TASK TO COMPLETE
The entries should be given again in full. Alter nothing.

Saved data entries
= = = =
Issue #1024, opened 2021-09-15
chore: cleanup usages of `runWithRetries`


BenWhitehead:
There is lots of duplication of parameter resolution, error handling/translations in the code related to `runWithRetries`. With access to lambdas we can also clean up the verbose anonymous callables everywhere.

PR #1029, opened 2021-09-20
chore(retry): introduce RetryAlgorithmManager

BenWhitehead:
### Summary
* RetryAlgorithmManager provides an abstraction point for determining
  which ExceptionHandler should be used for a specific call.
* Implement LegacyRetryAlgorithmManager for which all methods return
  BaseService.EXCEPTION_HANDLER which is hardcoded everywhere
  previously.
* Stub out NewRetryAlgorithmManager which currently extends
  LegacyRetryAlgorithmManager, but allows for overriding individual
  methods in an incremental manner.

### Refactoring
* All usages of BaseService.EXCEPTION_HANDLER in StorageImpl, Blob,
  Bucket etc now instead use RetryAlgorithmManager to resolve a
  handler per method.
* Refactor Blob to use Retrying#run instead of runWithRetries
* Split starting of a resumable upload session out of BlobWriteChannel
  to ResumableMedia. This decouple the ability to instantiate a
  BlobWriteChannel independent of performing an RPC to resolve the
  uploadId. This split is also necessary to allow differing configuration
  of ExceptionHandler for open vs write of a resumable upload session.
* Refactor StorageException#translateAndThrow to allow for an option which
  doesn't throw, new StorageException#coalesce which attempts to coalesce
  to a BaseServiceException but doesn't throw.
* Relax several easymock assertions on StorageOptions method. (Calling get
  on an immutable object shouldn't be so concerned with invocation count)

Related to #1024

### DIFF
--- a/google-cloud-storage/src/main/java/com/google/cloud/storage/Blob.java
+++ b/google-cloud-storage/src/main/java/com/google/cloud/storage/Blob.java
@@ -16,7 +16,6 @@
 
 package com.google.cloud.storage;
 
-import static com.google.cloud.RetryHelper.runWithRetries;
 import static com.google.cloud.storage.Blob.BlobSourceOption.toGetOptions;
 import static com.google.cloud.storage.Blob.BlobSourceOption.toSourceOptions;
 import static com.google.common.base.Preconditions.checkNotNull;
@@ -25,9 +24,8 @@ import static java.util.concurrent.Executors.callable;
 import com.google.api.services.storage.model.StorageObject;
 import com.google.auth.ServiceAccountSigner;
 import com.google.auth.ServiceAccountSigner.SigningException;
+import com.google.cloud.ExceptionHandler;
 import com.google.cloud.ReadChannel;
-import com.google.cloud.RetryHelper;
-import com.google.cloud.Tuple;
 import com.google.cloud.WriteChannel;
 import com.google.cloud.storage.Acl.Entity;
 import com.google.cloud.storage.Storage.BlobTargetOption;
@@ -35,7 +33,6 @@ import com.google.cloud.storage.Storage.BlobWriteOption;
 import com.google.cloud.storage.Storage.CopyRequest;
 import com.google.cloud.storage.Storage.SignUrlOption;
 import com.google.cloud.storage.spi.v1.StorageRpc;
-import com.google.common.base.Function;
 import com.google.common.io.BaseEncoding;
 import com.google.common.io.CountingOutputStream;
 import java.io.IOException;
@@ -50,6 +47,7 @@ import java.util.List;
 import java.util.Map;
 import java.util.Objects;
 import java.util.concurrent.TimeUnit;
+import java.util.function.Function;
 
 /**
  * An object in Google Cloud Storage. A {@code Blob} object includes the {@code BlobId} instance,
@@ -78,17 +76,8 @@ public class Blob extends BlobInfo {
   private static final long serialVersionUID = -6806832496717441434L;
 
   private final StorageOptions options;
+  private final RetryAlgorithmManager retryAlgorithmManager;
   private transient Storage storage;
-
-  static final Function<Tuple<Storage, StorageObject>, Blob> BLOB_FROM_PB_FUNCTION =
-      new Function<Tuple<Storage, StorageObject>, Blob>() {
-        @Override
-        public Blob apply(Tuple<Storage, StorageObject> pb) {
-          return Blob.fromPb(pb.x(), pb.y());
-        }
-      };
-
-  private static final int DEFAULT_CHUNK_SIZE = 2 * 1024 * 1024;
 
   /** Class for specifying blob source options when {@code Blob} methods are used. */
   public static class BlobSourceOption extends Option {
@@ -258,26 +247,18 @@ public class Blob extends BlobInfo {
   public void downloadTo(OutputStream outputStream, BlobSourceOption... options) {
     final CountingOutputStream countingOutputStream = new CountingOutputStream(outputStream);
     final StorageRpc storageRpc = this.options.getStorageRpcV1();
= = = =
TASK RESPONSE
Issue #1024, opened 2021-09-15
chore: cleanup usages of `runWithRetries`


BenWhitehead:
There is lots of duplication of parameter resolution, error handling/translations in the code related to `runWithRetries`. With access to lambdas we can also clean up the verbose anonymous callables everywhere.

PR #1029, opened 2021-09-20
chore(retry): introduce RetryAlgorithmManager

BenWhitehead:
### Summary
* RetryAlgorithmManager provides an abstraction point for determining
  which ExceptionHandler should be used for a specific call.
* Implement LegacyRetryAlgorithmManager for which all methods return
  BaseService.EXCEPTION_HANDLER which is hardcoded everywhere
  previously.
* Stub out NewRetryAlgorithmManager which currently extends
  LegacyRetryAlgorithmManager, but allows for overriding individual
  methods in an incremental manner.

### Refactoring
* All usages of BaseService.EXCEPTION_HANDLER in StorageImpl, Blob,
  Bucket etc now instead use RetryAlgorithmManager to resolve a
  handler per method.
* Refactor Blob to use Retrying#run instead of runWithRetries
* Split starting of a resumable upload session out of BlobWriteChannel
  to ResumableMedia. This decouple the ability to instantiate a
  BlobWriteChannel independent of performing an RPC to resolve the
  uploadId. This split is also necessary to allow differing configuration
  of ExceptionHandler for open vs write of a resumable upload session.
* Refactor StorageException#translateAndThrow to allow for an option which
  doesn't throw, new StorageException#coalesce which attempts to coalesce
  to a BaseServiceException but doesn't throw.
* Relax several easymock assertions on StorageOptions method. (Calling get
  on an immutable object shouldn't be so concerned with invocation count)

Related to #1024

### DIFF
--- a/google-cloud-storage/src/main/java/com/google/cloud/storage/Blob.java
+++ b/google-cloud-storage/src/main/java/com/google/cloud/storage/Blob.java
@@ -16,7 +16,6 @@
 
 package com.google.cloud.storage;
 
-import static com.google.cloud.RetryHelper.runWithRetries;
 import static com.google.cloud.storage.Blob.BlobSourceOption.toGetOptions;
 import static com.google.cloud.storage.Blob.BlobSourceOption.toSourceOptions;
 import static com.google.common.base.Preconditions.checkNotNull;
@@ -25,9 +24,8 @@ import static java.util.concurrent.Executors.callable;
 import com.google.api.services.storage.model.StorageObject;
 import com.google.auth.ServiceAccountSigner;
 import com.google.auth.ServiceAccountSigner.SigningException;
+import com.google.cloud.ExceptionHandler;
 import com.google.cloud.ReadChannel;
-import com.google.cloud.RetryHelper;
-import com.google.cloud.Tuple;
 import com.google.cloud.WriteChannel;
 import com.google.cloud.storage.Acl.Entity;
 import com.google.cloud.storage.Storage.BlobTargetOption;
@@ -35,7 +33,6 @@ import com.google.cloud.storage.Storage.BlobWriteOption;
 import com.google.cloud.storage.Storage.CopyRequest;
 import com.google.cloud.storage.Storage.SignUrlOption;
 import com.google.cloud.storage.spi.v1.StorageRpc;
-import com.google.common.base.Function;
 import com.google.common.io.BaseEncoding;
 import com.google.common.io.CountingOutputStream;
 import java.io.IOException;
@@ -50,6 +47,7 @@ import java.util.List;
 import java.util.Map;
 import java.util.Objects;
 import java.util.concurrent.TimeUnit;
+import java.util.function.Function;
 
 /**
  * An object in Google Cloud Storage. A {@code Blob} object includes the {@code BlobId} instance,
@@ -78,17 +76,8 @@ public class Blob extends BlobInfo {
   private static final long serialVersionUID = -6806832496717441434L;
 
   private final StorageOptions options;
+  private final RetryAlgorithmManager retryAlgorithmManager;
   private transient Storage storage;
-
-  static final Function<Tuple<Storage, StorageObject>, Blob> BLOB_FROM_PB_FUNCTION =
-      new Function<Tuple<Storage, StorageObject>, Blob>() {
-        @Override
-        public Blob apply(Tuple<Storage, StorageObject> pb) {
-          return Blob.fromPb(pb.x(), pb.y());
-        }
-      };
-
-  private static final int DEFAULT_CHUNK_SIZE = 2 * 1024 * 1024;
 
   /** Class for specifying blob source options when {@code Blob} methods are used. */
   public static class BlobSourceOption extends Option {
@@ -258,26 +247,18 @@ public class Blob extends BlobInfo {
   public void downloadTo(OutputStream outputStream, BlobSourceOption... options) {
     final CountingOutputStream countingOutputStream = new CountingOutputStream(outputStream);
     final StorageRpc storageRpc = this.options.getStorageRpcV1();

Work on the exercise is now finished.